--- TASK INPUT Enclosed Below ---

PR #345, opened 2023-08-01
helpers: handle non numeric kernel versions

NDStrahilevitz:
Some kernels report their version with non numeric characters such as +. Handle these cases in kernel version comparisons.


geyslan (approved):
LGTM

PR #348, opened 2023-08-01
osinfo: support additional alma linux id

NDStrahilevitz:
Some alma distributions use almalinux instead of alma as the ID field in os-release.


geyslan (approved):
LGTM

--- End of Enclosed TASK INPUT ---
--- TASK INPUT Enclosed Below ---

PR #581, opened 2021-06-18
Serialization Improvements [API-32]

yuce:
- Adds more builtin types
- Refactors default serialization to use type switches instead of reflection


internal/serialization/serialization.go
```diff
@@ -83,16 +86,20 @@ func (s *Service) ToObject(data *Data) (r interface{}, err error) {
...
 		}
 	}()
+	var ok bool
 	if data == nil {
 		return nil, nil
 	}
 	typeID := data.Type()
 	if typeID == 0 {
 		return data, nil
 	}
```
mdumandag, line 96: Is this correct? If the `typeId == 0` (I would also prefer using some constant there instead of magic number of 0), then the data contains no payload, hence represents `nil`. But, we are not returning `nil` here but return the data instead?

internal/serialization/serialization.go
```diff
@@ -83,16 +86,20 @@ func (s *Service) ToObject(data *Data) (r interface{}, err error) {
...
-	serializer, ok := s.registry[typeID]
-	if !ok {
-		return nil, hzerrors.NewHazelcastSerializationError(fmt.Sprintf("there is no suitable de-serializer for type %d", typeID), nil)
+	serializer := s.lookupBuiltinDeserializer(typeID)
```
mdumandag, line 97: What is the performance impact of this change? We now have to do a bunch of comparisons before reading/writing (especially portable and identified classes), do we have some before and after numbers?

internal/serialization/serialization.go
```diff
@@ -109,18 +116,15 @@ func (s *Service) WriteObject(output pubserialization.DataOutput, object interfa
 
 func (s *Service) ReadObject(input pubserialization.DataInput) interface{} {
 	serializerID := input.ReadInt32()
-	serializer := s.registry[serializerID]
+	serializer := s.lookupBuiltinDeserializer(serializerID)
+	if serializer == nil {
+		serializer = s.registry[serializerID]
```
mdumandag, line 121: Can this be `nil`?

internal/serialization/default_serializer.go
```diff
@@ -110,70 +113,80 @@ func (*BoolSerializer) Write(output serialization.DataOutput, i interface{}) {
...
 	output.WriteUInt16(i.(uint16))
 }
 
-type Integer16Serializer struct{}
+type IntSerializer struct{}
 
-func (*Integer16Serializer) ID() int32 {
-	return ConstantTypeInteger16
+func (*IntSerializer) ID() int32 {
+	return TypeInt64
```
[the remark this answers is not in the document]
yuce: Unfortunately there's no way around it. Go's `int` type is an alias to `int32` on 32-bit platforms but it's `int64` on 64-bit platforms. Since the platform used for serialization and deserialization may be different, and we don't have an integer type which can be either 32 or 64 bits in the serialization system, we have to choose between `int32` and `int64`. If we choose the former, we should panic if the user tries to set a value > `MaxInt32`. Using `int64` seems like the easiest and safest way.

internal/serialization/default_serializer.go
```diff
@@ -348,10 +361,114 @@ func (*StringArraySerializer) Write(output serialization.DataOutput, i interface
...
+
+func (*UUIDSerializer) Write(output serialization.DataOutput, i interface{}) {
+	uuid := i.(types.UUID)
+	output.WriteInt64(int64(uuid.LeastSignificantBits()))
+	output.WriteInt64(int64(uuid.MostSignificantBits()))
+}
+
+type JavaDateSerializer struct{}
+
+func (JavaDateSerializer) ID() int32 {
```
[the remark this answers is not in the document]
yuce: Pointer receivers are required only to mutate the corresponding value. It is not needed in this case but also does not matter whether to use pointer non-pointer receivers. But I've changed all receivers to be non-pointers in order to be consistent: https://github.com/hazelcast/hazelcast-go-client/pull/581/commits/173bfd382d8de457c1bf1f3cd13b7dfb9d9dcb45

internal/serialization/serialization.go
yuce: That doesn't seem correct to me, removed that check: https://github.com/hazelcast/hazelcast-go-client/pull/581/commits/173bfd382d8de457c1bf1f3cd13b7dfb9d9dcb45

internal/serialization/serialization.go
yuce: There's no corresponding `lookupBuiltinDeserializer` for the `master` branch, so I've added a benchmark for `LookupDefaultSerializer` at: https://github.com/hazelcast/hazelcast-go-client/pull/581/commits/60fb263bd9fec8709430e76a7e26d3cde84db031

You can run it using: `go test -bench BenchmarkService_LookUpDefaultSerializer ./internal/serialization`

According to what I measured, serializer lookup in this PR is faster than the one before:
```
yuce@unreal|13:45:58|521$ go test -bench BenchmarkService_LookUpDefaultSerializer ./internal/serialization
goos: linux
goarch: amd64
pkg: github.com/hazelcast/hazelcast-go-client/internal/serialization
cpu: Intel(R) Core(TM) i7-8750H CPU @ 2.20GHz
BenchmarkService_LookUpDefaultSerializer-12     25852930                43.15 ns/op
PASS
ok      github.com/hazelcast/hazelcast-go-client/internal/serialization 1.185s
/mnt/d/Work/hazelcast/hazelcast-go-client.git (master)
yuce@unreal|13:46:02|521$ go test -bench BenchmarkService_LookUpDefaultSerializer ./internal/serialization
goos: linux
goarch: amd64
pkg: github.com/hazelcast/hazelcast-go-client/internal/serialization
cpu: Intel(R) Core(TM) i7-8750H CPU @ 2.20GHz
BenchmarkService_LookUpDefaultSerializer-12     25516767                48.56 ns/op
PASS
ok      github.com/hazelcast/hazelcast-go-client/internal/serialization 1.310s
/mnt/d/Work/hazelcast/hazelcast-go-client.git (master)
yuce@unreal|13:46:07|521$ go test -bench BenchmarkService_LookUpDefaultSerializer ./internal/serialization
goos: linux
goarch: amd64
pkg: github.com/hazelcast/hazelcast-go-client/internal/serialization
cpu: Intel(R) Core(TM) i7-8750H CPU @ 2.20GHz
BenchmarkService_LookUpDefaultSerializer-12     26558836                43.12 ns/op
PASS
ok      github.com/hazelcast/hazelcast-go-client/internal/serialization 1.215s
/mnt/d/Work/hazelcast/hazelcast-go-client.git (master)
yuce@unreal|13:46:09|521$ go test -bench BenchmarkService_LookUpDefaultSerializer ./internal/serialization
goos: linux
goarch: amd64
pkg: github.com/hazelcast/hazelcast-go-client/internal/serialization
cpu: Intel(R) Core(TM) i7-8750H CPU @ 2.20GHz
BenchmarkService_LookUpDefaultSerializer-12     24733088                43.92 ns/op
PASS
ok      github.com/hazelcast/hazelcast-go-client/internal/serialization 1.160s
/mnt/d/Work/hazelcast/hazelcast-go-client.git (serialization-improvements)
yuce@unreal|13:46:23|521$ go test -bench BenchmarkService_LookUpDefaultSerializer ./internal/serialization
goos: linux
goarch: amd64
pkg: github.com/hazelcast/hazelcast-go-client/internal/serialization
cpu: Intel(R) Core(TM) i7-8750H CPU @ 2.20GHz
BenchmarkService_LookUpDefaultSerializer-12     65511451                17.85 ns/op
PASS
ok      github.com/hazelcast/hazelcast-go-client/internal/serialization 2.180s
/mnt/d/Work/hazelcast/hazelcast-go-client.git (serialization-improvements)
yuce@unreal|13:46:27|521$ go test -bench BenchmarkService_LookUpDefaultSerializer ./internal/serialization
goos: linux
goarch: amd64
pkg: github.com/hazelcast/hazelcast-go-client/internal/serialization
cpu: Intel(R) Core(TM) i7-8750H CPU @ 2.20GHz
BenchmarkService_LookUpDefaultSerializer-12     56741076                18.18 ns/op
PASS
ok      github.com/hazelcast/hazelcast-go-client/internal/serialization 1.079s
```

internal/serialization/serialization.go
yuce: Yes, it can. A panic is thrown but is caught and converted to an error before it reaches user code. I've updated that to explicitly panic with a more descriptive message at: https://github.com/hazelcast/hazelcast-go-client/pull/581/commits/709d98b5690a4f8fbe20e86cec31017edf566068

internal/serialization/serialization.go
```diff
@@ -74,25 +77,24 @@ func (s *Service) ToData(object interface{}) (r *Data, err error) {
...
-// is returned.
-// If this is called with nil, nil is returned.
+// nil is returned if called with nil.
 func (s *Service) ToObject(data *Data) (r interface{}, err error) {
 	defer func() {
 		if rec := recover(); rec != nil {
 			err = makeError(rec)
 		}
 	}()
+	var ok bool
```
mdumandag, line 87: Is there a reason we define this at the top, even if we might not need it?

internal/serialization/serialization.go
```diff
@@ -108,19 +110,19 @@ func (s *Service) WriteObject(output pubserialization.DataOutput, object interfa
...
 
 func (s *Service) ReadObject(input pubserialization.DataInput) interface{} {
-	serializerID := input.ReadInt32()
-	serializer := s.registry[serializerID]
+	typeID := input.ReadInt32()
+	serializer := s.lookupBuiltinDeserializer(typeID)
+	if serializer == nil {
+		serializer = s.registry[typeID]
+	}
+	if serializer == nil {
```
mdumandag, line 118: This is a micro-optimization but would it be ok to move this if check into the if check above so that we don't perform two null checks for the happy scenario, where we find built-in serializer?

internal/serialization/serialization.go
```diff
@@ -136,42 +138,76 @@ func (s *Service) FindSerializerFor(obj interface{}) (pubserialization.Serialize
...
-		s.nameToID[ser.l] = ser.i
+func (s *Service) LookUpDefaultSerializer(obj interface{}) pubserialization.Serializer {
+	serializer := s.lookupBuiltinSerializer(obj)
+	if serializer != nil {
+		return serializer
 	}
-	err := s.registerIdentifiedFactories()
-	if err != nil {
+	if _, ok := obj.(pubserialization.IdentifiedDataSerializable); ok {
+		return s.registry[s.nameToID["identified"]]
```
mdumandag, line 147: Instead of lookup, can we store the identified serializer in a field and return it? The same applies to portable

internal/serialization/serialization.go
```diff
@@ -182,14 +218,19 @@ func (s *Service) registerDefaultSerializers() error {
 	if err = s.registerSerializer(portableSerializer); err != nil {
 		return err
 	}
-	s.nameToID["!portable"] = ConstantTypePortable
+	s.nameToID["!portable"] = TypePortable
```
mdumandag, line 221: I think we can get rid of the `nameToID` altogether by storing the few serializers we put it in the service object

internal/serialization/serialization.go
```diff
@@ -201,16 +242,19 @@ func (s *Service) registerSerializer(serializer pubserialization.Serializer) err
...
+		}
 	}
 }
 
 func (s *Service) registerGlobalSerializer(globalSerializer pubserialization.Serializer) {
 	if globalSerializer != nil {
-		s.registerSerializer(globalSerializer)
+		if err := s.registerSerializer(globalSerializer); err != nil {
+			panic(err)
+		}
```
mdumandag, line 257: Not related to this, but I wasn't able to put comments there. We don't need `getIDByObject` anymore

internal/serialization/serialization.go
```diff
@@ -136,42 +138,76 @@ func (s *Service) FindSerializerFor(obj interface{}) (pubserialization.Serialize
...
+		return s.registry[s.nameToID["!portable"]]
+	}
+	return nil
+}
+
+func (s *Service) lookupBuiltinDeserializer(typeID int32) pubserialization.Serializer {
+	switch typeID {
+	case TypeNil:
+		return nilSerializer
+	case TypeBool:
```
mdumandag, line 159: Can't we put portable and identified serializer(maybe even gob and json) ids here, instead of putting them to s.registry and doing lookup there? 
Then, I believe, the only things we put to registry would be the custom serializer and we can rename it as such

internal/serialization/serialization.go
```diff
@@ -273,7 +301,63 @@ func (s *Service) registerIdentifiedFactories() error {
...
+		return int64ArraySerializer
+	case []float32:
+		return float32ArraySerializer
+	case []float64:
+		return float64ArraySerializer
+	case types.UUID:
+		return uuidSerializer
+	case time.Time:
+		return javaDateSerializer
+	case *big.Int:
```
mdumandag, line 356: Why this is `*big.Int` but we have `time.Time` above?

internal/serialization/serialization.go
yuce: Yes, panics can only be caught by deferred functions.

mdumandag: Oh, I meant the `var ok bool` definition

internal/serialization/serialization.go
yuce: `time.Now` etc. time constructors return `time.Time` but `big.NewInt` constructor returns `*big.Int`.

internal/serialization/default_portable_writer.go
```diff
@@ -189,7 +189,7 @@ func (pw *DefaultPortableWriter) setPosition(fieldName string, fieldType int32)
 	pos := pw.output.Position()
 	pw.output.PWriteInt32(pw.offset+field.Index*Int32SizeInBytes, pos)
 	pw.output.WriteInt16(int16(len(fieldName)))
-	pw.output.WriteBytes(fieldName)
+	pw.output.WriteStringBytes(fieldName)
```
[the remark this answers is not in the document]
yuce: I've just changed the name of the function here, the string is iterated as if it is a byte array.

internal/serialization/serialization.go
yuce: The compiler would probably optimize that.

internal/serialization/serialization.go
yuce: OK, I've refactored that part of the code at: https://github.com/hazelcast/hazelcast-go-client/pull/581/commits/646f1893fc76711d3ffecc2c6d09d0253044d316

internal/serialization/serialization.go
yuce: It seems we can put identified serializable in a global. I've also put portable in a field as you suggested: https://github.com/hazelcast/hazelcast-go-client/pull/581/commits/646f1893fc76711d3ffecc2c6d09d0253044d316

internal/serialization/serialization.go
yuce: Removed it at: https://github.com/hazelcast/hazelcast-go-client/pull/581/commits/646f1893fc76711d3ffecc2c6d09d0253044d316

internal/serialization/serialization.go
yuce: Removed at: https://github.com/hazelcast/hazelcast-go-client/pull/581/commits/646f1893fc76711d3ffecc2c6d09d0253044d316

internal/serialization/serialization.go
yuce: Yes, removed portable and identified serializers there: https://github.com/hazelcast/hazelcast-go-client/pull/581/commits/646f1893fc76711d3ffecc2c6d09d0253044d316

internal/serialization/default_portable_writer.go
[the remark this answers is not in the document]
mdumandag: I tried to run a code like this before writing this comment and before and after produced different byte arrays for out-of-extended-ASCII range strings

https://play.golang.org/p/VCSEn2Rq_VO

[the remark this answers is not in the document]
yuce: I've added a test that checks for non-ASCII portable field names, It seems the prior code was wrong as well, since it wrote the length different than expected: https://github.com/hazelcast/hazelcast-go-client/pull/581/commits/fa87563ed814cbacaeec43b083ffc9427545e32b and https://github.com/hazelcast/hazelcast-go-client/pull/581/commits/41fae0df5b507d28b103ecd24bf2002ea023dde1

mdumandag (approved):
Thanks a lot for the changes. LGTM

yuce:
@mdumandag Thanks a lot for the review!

--- End of Enclosed TASK INPUT ---

**WHAT YOU SHOULD DO:** The line above containing "yuce: Yes, removed", the line containing "for the review!", and every line between them are to be transcribed exactly; no other line is wanted.

**EXERCISE RESPONSE:**
yuce: Yes, removed portable and identified serializers there: https://github.com/hazelcast/hazelcast-go-client/pull/581/commits/646f1893fc76711d3ffecc2c6d09d0253044d316

internal/serialization/default_portable_writer.go
[the remark this answers is not in the document]
mdumandag: I tried to run a code like this before writing this comment and before and after produced different byte arrays for out-of-extended-ASCII range strings

https://play.golang.org/p/VCSEn2Rq_VO

[the remark this answers is not in the document]
yuce: I've added a test that checks for non-ASCII portable field names, It seems the prior code was wrong as well, since it wrote the length different than expected: https://github.com/hazelcast/hazelcast-go-client/pull/581/commits/fa87563ed814cbacaeec43b083ffc9427545e32b and https://github.com/hazelcast/hazelcast-go-client/pull/581/commits/41fae0df5b507d28b103ecd24bf2002ea023dde1

mdumandag (approved):
Thanks a lot for the changes. LGTM

yuce:
@mdumandag Thanks a lot for the review!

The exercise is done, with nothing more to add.